Supplied material section start
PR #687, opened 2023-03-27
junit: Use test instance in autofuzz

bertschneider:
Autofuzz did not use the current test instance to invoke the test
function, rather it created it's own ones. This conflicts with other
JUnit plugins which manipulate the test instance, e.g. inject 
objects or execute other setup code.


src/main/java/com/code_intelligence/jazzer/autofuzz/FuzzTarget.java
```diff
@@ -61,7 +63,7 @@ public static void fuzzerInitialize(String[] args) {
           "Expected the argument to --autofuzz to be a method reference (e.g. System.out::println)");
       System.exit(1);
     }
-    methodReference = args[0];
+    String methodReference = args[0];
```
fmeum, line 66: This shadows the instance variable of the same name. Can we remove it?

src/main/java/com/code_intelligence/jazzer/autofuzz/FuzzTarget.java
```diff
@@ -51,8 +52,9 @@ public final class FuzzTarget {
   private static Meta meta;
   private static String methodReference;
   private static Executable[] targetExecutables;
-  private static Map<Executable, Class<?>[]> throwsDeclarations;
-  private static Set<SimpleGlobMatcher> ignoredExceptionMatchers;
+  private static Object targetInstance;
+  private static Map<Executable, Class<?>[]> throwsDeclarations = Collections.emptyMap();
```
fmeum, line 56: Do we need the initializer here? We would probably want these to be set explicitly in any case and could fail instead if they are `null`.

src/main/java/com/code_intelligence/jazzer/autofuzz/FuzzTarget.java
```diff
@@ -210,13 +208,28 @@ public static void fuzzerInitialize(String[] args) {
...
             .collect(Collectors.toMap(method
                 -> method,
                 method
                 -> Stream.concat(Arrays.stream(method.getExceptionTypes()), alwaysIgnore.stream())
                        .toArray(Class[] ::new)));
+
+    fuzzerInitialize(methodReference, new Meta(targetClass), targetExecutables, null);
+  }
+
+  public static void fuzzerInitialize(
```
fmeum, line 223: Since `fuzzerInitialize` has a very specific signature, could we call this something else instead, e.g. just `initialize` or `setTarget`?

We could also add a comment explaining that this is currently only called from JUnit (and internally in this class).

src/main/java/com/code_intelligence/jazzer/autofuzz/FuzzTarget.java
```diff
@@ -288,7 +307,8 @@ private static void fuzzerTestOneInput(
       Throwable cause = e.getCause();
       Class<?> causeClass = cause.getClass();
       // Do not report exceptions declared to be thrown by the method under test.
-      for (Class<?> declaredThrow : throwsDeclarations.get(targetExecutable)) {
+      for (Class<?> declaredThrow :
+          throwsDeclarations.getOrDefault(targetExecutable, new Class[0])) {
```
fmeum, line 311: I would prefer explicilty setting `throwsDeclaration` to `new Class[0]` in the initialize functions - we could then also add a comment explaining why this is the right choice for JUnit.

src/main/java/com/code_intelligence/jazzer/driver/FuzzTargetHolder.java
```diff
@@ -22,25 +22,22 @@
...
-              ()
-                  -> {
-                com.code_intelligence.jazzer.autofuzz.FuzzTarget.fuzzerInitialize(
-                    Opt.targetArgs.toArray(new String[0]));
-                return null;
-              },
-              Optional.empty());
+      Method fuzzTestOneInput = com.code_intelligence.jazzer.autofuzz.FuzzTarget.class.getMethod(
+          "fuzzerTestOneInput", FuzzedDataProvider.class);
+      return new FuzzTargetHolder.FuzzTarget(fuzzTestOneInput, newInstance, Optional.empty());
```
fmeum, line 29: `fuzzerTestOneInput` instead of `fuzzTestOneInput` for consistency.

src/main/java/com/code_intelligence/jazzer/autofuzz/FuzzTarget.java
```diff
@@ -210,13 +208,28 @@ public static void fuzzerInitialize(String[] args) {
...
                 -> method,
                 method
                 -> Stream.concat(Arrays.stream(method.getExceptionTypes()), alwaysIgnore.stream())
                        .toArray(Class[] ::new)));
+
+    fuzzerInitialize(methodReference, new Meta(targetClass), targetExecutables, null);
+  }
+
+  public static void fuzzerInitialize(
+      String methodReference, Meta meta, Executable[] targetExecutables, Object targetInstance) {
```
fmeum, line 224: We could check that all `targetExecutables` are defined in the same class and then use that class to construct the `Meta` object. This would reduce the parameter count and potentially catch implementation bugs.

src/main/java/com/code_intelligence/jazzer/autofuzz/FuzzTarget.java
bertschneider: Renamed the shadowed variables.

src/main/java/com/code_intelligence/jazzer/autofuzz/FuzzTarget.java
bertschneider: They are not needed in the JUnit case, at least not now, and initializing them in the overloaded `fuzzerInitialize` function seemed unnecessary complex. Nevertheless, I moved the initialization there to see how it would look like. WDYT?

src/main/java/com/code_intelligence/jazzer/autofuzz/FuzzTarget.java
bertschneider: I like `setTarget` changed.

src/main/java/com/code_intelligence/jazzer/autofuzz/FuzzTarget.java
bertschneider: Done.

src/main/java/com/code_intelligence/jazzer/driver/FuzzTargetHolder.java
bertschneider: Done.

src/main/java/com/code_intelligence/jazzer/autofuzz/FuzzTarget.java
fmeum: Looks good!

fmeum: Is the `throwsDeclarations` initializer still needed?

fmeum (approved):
Supplied material section end
Supplied material section start
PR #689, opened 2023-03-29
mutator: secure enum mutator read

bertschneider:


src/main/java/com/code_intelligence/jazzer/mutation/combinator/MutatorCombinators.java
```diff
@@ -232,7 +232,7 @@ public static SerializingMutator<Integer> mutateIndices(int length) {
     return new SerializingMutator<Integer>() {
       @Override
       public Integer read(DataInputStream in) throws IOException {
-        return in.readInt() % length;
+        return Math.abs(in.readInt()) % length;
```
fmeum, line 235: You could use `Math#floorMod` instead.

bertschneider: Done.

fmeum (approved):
Supplied material section end
Supplied material section start
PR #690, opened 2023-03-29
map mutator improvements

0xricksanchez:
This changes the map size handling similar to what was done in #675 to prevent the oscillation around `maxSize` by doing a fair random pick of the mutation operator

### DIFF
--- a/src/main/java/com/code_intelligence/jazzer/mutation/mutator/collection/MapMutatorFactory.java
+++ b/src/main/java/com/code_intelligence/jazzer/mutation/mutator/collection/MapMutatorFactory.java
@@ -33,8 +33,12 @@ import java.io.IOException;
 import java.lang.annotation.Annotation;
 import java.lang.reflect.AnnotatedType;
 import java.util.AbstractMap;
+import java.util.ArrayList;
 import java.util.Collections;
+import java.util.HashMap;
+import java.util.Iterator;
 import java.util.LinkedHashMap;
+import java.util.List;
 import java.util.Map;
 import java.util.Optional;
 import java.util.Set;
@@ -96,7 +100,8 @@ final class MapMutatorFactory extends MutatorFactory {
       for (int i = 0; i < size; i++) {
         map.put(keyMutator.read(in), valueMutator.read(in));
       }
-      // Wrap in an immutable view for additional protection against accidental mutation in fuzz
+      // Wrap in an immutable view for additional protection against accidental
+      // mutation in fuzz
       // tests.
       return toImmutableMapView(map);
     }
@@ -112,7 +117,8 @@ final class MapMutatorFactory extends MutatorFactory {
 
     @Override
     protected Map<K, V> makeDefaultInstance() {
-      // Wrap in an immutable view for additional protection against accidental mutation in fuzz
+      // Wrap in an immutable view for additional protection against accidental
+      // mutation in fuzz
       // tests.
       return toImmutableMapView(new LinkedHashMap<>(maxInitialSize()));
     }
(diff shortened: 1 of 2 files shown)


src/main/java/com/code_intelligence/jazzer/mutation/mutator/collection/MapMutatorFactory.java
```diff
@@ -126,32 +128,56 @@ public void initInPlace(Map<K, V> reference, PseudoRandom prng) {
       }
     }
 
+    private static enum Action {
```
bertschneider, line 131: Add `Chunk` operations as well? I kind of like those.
Supplied material section end
:: What is expected ::
When every line of the listing has been checked for the string "Meta", give only the number of lines that contain it.

:: Task output ::
5